With the initial excitement around AI cooling down, interest in running generative AI models independently is growing. Free models are catching up with commercial AI offerings. Hosting your own Large Language Model (LLM) at home or in a business setting is becoming more appealing. However, the best models usually demand high-end hardware and consume significant energy. Models like Llama 3.1, with 405 billion parameters, are beyond reach for most, even those with powerful workstations or servers. Medium-sized businesses might hesitate to invest in twelve H100 GPUs, each costing around 30,000 Euros.
Language models require precise training, but post-training accuracy can be reduced through quantization without much quality loss. Common quantization methods reduce weight storage from 16-bit to 4-bit, with newer methods using 2-bit or less. Quantized models compute responses faster, lowering electricity costs and allowing them to run on local machines and slower processors.
Smaller models like Mistral Large 2 with 124 billion parameters or Nvidia Nemotron with 70 billion parameters are nearly as capable as larger models. Mistral Large 2 can run on a single 80-GB GPU like an A100 or H100, and Nemotron on a 48-GB GPU such as an A6000, which costs about 6,000 Euros. This is made possible by quantization, which even allows models with ChatGPT 3.5’s performance to run locally on smartphones.

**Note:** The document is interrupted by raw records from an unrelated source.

Issue #3755, opened 2021-04-12
RemediationService: Use rootCause field instead problemTitle


warber:
**User Story**:
As a user, I want the *RemediationService* to use the `rootCause` property
so that the correct remediation action gets determined.

**Details**:
The *RemediationService* shall be adapted to use the `rootCause` field instead of the `problemTitle` when receiving a `sh.keptn.event.get-action.triggered` event in order to determine the proper remediation action. A fallback to using `problemTitle` shall be in place.

**Definition of Done**
- *RemediationService* is processing the `rootCause` field in order to provide the remediation action.
- *RemediationService* is uses `problemTitle` if there is not `rootCause` as a fallback
- Integration tests for problem remediations are adjusted and working

warber:
reading the root cause and falling back to problem title in the Remediation service is part of: https://github.com/keptn/keptn/pull/3995

Issue #3698, opened 2021-04-06
Clean-up of Bridge due to changed remediation use-case


johannes-b:
The Bridge should support the adapted remediation use-case, since it can deal with any custom sequence. However, the Bridge has some custom adoptions for the remediation use-case like icons and how to deal with problem events. 

**Tasks:**
- Remove the custom implementations for the remediation use-case in the bridge
- Adapt the bridge to work with the new approach
- Environment screen: **Problem icon** + list rem. actions that have been executed + result of action
- Service screen: **Status of the artifact** 
- Sequence screen: Icon of the remediation use-case 

**Definition of Done:**
- [x] The bridge supports the remediation use-case - this can contain an "opinionated" flavor

Issue #3683, opened 2021-04-01
Implement looping-mechanism via shipyard-controller


johannes-b:
**Use-case:** A remediation config can contains multiple actions that wait to get executed as response to an open problem, e.g.:
`remediation.yaml`: 

```
apiVersion: spec.keptn.sh/0.1.4
kind: Remediation
metadata:
  name: carts-remediation
spec:
  remediations:
    - problemType: Response time degradation
      actionsOnOpen:
        - action: scaling
          name: scaling
          description: Scale up
          value: "1"
        - action: toggle-feature
          name: Toogle feature flag
          description: Toogle feature flag EnablePromotion to OFF
          value: 
            EnablePromotion: "off"
```

A remediation sequence will execute just one action: 

```
- name: "production" 
  sequences: 
  - name: remediation
      tasks:
      - name: get-action                           < get action - "scaling"
      - name: action                                 < execute action - "scaling"
      - name: evaluation
```

To achieve a looping mechanism, the `remediation` sequence should get re-triggered when the `evaluation` task **failed**.

**Proposal:**
- Advance the trigger filters to consider the result of an individual task: 

```
- name: "production" 
  sequences: 
  - name: remediation
      triggeredOn: 
      - event: production.remediation.finished
          selector:
            match:
              evaluation.result: fail                             < see here
      tasks:
      - name: get-action 
      - name: action
      - name: evaluation 
```

**Tasks:**
- Update of shipyard in keptn/spec: https://github.com/keptn/spec/blob/master/shipyard.md
- Extend the shipyard-controller to filter events on task level

**Definition of Done:**
- [ ] When I have multiple actions in a `remediation.yaml` configured, they get executed by a single remediation sequence (get-action, action, evaluation) run.

PR #3965, opened 2021-05-05
#3682: processing get-action.triggered events

### LINKED ISSUE #3682: Clean-up remediation-service to not control the remediation sequence
**Current status:** In its current implementation, the remediation-service controls the execution of the remediation sequence by sending out the `action.triggered` event and waiting for `action.finished` and `evaluation.finished`. Besides, waiting for 10 minutes is hard-coded into the services. 

Should we call the task: `get-action` ? Since we have the same discussion here: https://github.com/keptn/spec/issues/57 --> `get-action`

**Clean-up remediation-service:** The remediation-service does not control the sequence, but:
* it subscribes to a `get-action.triggered` event,
* it analysis the event payload and determines the next action to execute by looking into the `remediation.yaml`.
* If the `remediation.yaml` defines multiple actions for one problem and the one was already be executed, the remediation-service must be smart enough to take the next one in the list of actions. 

**Clean-up of spec:**
- By implementing this approach, the reserved Keptn Task `remediation` is not needed anymore: https://github.com/keptn/spec/blob/master/shipyard.md#remediation

As a result of this clean-up task, the shipyard-controller takes over the responsibility for sending `action.triggered`, and `evaluation.triggered` - since this is modeled in the shipyard. 

**Design decisions:**
* The [sh.keptn.event.problem.open](https://github.com/keptn/spec/blob/master/cloudevents.md#problem) event does not work as trigger for the `remediation` sequence --> it will be the `sh.keptn.event.remediation.triggered` that kicks off the sequence. 
* Can the issue https://github.com/keptn/spec/issues/59 be resolved then?

**Definition of Done**: 
- [ ] Adaptation of integration tests
- [ ] The remediation sequence execution is explicitly modeled by the shipyard, e.g.:
```
- name: "production" 
  sequences: 
  - name: remediation
      tasks:
      - name: get-action
      - name: action
      - name: evaluation
        triggeredAfter: "10m"
```

warber:
closes #3682 

According to the issue, with this PR the behavior of the remediation service was changed to only process `sh.keptn.event.get-action` events


warber:
@check-spelling-bot apply changes

warber:
@check-spelling-bot apply [changes](https://api.github.com/repos/keptn/keptn/issues/comments/832510526)

warber:
> @check-spelling-bot apply [changes](https://api.github.com/repos/keptn/keptn/issues/comments/832510526).

warber:
> @check-spelling-bot apply [changes](https://api.github.com/repos/keptn/keptn/issues/comments/832510526).

warber:
> @check-spelling-bot apply [changes](https://api.github.com/repos/keptn/keptn/issues/comments/832728474).

warber:
We should merge this PR as soon all related stories are ready:

https://github.com/keptn-contrib/dynatrace-service/issues/287
https://github.com/keptn/keptn/issues/3683
https://github.com/keptn/keptn/issues/3698
https://github.com/keptn/keptn/issues/3755

remediation-service/handler/remediation.go
```diff
@@ -0,0 +1,53 @@
...
+	return remediationData, nil
+}
+
+func GetNextAction(remediation *v0_1_4.Remediation, problemDetails v0_2_0.ProblemDetails, actionIndex int) (*v0_2_0.ActionInfo, error) {
+	rootCause := problemDetails.RootCause
+	problemTitle := problemDetails.ProblemTitle
+
+	var actions []v0_1_4.RemediationActionsOnOpen
+	for _, r := range remediation.Spec.Remediations {
+		if r.ProblemType == rootCause || r.ProblemType == problemTitle {
```
bacherfl, line 30: would it make sense to first go through all remediations and check if a remediation for the root cause is available?
This way, having a remediation that matches the problem title would override a more specific one, if it is defined earlier in the shipyard. e.g.:

```
problemTitle = "response time degradation"
rootCause = "failure rate increase"

remediations:
  - problemType: "response time degradation"
    actionsOnOpen:
      - name: "some action"
      
  - problemType: "failure rate increase"
    actionsOnOpen:
      - name: "other action that would be better suited"
```

In this example, the service would determine that the correct action to take would be the first one (based on the problem title), while the other one that addresses the root cause will not be returned.

bacherfl (changes requested):

remediation-service/handler/remediation.go
warber: good catch, will do it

This article provides an overview of different quantization methods and which frameworks and hardware platforms use them efficiently. Quantization is a technique that compresses AI models, making them smaller and more manageable without significant loss in performance. It is crucial for deploying AI systems on devices with limited resources, such as smartphones or personal computers, and helps in reducing operational costs by lowering energy consumption.
Quantization involves reducing the precision of the model’s weights. Initially, models are trained with high precision, typically using 16-bit floating-point numbers. Post-training, these weights can be converted to lower precision formats like 8-bit or even 4-bit integers. This reduction in precision significantly decreases the model size and speeds up computations, making it feasible to deploy large models on less powerful hardware.
For mobile devices, quantization is essential. It allows complex models to run efficiently on smartphones, enabling advanced AI applications without relying on cloud computing. This is not only cost-effective but also enhances privacy, as data processing can occur locally on the device.
Quantization is also beneficial for CPUs, which are generally less powerful than GPUs for AI tasks. By reducing the model size, quantized models can perform satisfactorily on CPUs, making high-quality AI accessible to a broader audience without the need for expensive GPU setups.
In conclusion, quantization is a powerful technique that enables the deployment of large language models on a variety of devices, from high-end servers to everyday smartphones. It reduces the resource requirements and operational costs, making AI technology more accessible and sustainable. As AI continues to evolve, quantization will play a critical role in ensuring that powerful models can be used efficiently across different platforms and devices.